One striking feature of the reef was its high densities of rhodoliths, a type of red algae that is often confused with coral because of its calcium carbonate structure and bright colors. These tennis ball-shaped organisms often covered the Brazilian reef floor. Sponges were the other major component of the reef system, with 61 species found. The team also counted 73 fish species, 35 algae, 26 soft corals, 12 stony corals and more.
Carbonate fragments, with pink patches of live algae (Moura et al., Scientific Advances)
Of the sponges, the team found 29 specimens that they have yet to identify and suspect constitute new species. They also uncovered unique microbes that seem to base their metabolism not on light but on minerals and chemicals such as ammonia, nitrogen and sulfur. Identifying and better understanding those species will require further taxonomic study, which is now underway. But the team believes there is enough evidence to recognize Brazil’s reef as a unique ecosystem. “The oceanographic conditions, unique metabolic features and the new biodiversity allow us to argue that this system is a new biome,” Thompson says.

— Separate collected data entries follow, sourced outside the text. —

PR #3057, opened 2025-05-27
[JEWEL-822] Target IJP 252 and add bridge tests to Gradle build

rock3r:
This adds the bridge tests to the Gradle build (were broken due to a missing path segment in the settings.gradle.kts file), and moves the target IJP to 252 EAP to match the JPS build.

Also fix a minor issue in SwingBridgeService where we created the theme definition twice for no reason. Lastly, it bumps Gradle to 8.14 and the IJP plugin to 2.6.0.


rock3r:
I'll split this in two parts since the bridge tests have some issues running in the Gradle build

PR #3059, opened 2025-05-28
[JEWEL-822] Target IJP 252 in Gradle build

rock3r:
This aligns the Gradle build to the latest 252 EAP, bumps Gradle to 8.14 and the IJP plugin to 2.6.0. Kotlin is updated to 2.1.20 to match IJP.


rock3r:
Ready to merge

PR #3060, opened 2025-05-28
[JEWEL-826] Add bridge tests in Gradle build

rock3r:
This aligns the Gradle build to the JPS build by adding the bridge tests so they get run together with the rest.

> [!IMPORTANT]
> Since these tests depend on 252 APIs, this requires #3059 to be merged first. In addition, when backporting to 251 and 243, you’ll need to make sure the new 252 API is not included.


rock3r:
Ready to merge

PR #3062, opened 2025-05-29
[JEWEL-829] Fix the bridge not reading the LaF

rock3r:
In JEWEL-558, a change was made to add a new flow to the combine in `SwingBridgeService`. However, that new flow never emitted, causing the whole `combine` to stall until it did. This in turn causes only the theme defaults to be loaded, until the user changes the "contrast scrollbars" option, making the faulty flow emit and unblocking the `combine`.

The fix is to ensure the flow emits on start, like all other flows in the `combine` do.


jakub-senohrabek:
Ready to merge

PR #3064, opened 2025-05-30
[JEWEL-830] Fix Editor TextStyle line height

rock3r:
Swing is not using the font size when computing the base lineHeight, that is then multiplied by the user-set factor (default 1.2). Instead, they use FontMetrics.getHeight(), which computes it as leading + ascent + descent.

This changes the Jewel line height computation for the editor text style to use the same logic. It requires a Graphics2D instance, which is obtained from a Swing BufferedImage on demand, to get the same font metrics as the Swing UI uses.

This gets us a much closer result, but is still not 100% matching. It looks like this introduces a ~10% extra line height in Compose compared to Swing:

image

I will make a follow-up change when I figure out where in Skia’s line height usage there is a divergence from Swing’s, but for now this is already much better than what we did before.

This change also fixes the Jewel sample plugin.xml so it doesn’t crash at startup when run in the IJP build.


rock3r:
Reopening — this works fine for the bridge, but we'll need to tweak standalone too at some point. I decided to split it out to another issue since it's growing in scope quite rapidly

platform/jewel/ide-laf-bridge/src/main/kotlin/org/jetbrains/jewel/bridge/theme/IntUiBridgeText.kt
```diff
@@ -6,27 +6,69 @@ import androidx.compose.ui.text.platform.asComposeFontFamily
...
+ * Retrieves the default text style from the Swing LaF, applying a line height multiplier.
+ *
+ * This is the font set in _Settings | Appearance & Behavior | Appearance_, and defaults to 13px Inter.
+ */
+@ExperimentalJewelApi
+public fun retrieveDefaultTextStyle(lineHeightMultiplier: Float): TextStyle {
+    val lafFont = UIManager.getFont(KEY_LABEL_FONT) ?: keyNotFound(KEY_LABEL_FONT, "Font")
+    val font = JBFont.create(lafFont, false)
+    val baseLineHeight = computeBaseLineHeightFor(font)
+    return retrieveDefaultTextStyle().copy(lineHeight = (baseLineHeight * lineHeightMultiplier).sp)
```
faogustavo, line 41: Can't this be simplified by using `lineHeightMultiplier.em` instead of calculating the size and then multiplying it?

rock3r: Not sure I follow. Why would I need to treat the multiplier as em? And, the point of this change is that we are replacing skia's calculations with swing's, so if I get rid of the swing calculations, I don't have much left at all, do I?

I am not sure I understand what you're asking 😅

faogustavo: My point is that we may not need to compute the line height to make the multiplication. The `em` size already handles that directly while drawing the text. So instead of doing 

```
public fun retrieveDefaultTextStyle(lineHeightMultiplier: Float): TextStyle {
    val lafFont = UIManager.getFont(KEY_LABEL_FONT) ?: keyNotFound(KEY_LABEL_FONT, "Font")
    val font = JBFont.create(lafFont, false)
    val baseLineHeight = computeBaseLineHeightFor(font)
    return retrieveDefaultTextStyle().copy(lineHeight = (baseLineHeight * lineHeightMultiplier).sp)
}
```

we could simplify with something similar to this:

```
public fun retrieveDefaultTextStyle(lineHeightMultiplier: Float): TextStyle =
    retrieveDefaultTextStyle().copy(lineHeight = lineHeightMultiplier.em)
```

faogustavo: > the point of this change is that we are replacing skia's calculations with swing's

In this case using EM would not work, nevermind 😅

faogustavo (approved):

rock3r:
This builds in the JPS build, but fails in the Gradle build, since the Gradle build doesn't use Jewel 0.28 yet. I'll revert the change that causes the problem asap.

DanielSouzaBertoldi (approved):

rock3r:
Ready to merge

Walter Goldberg, a coral biologist at Florida International University, who was not involved in the study, says the new research “greatly expands” what is known about Brazil’s reef system.
Carlos Daniel Perez, a marine biologist at the Universidade Federal de Pernambuco in Vitoria de Santo Antao in Brazil, who also was not involved in the work, adds that the Brazilian reef may serve as a corridor for species that span the Caribbean and South Atlantic. Studies such as this one, he says, are critical for identifying those important areas and designing environmental management protocols to protect them.

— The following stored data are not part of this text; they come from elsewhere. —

PR #3067, opened 2025-05-30
Update "Hello and welcome!" templates to use println

cargilltay:
The default `Main.java` file that is generated for a new project uses `System.out.printf()`. The IDE immediately underlines this and suggests that it is a "Redundant call to 'printf()'". 
warning

In addition, the output for this example is not ideal. Using `println()` will make the output more readable.

Before:
```
Hello and welcome!i = 1
i = 2
i = 3
i = 4
i = 5
```

After:
```
Hello and welcome!
i = 1
i = 2
i = 3
i = 4
i = 5
```


BartvHelvert:
@cargilltay thank you for the PR! I don't think we can merge it though, the warning is actually put there on purpose to teach newcomers how `alt+enter` works. If we just remove it, the comment above the statement doesn't make sense anymore. If you still think the current behavior is wrong, please open an issue in our [issue tracker](https://youtrack.jetbrains.com) so we can discuss it.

Thompson and his colleagues agree that reef’s uniqueness warrants protection—especially in light of the fact that major oil and gas companies are exploring areas nearby for drilling. The researchers also point out that the reef probably plays an important role in sustaining fisheries that local communities depend on.
There is much left to be discovered. Though this study represents the largest survey ever conducted of the reef, it covered only about 10 percent of the entire system. “We have only rough map, not a very fine one,” Thompson says says. “We still have another [3,240-square miles] to describe.”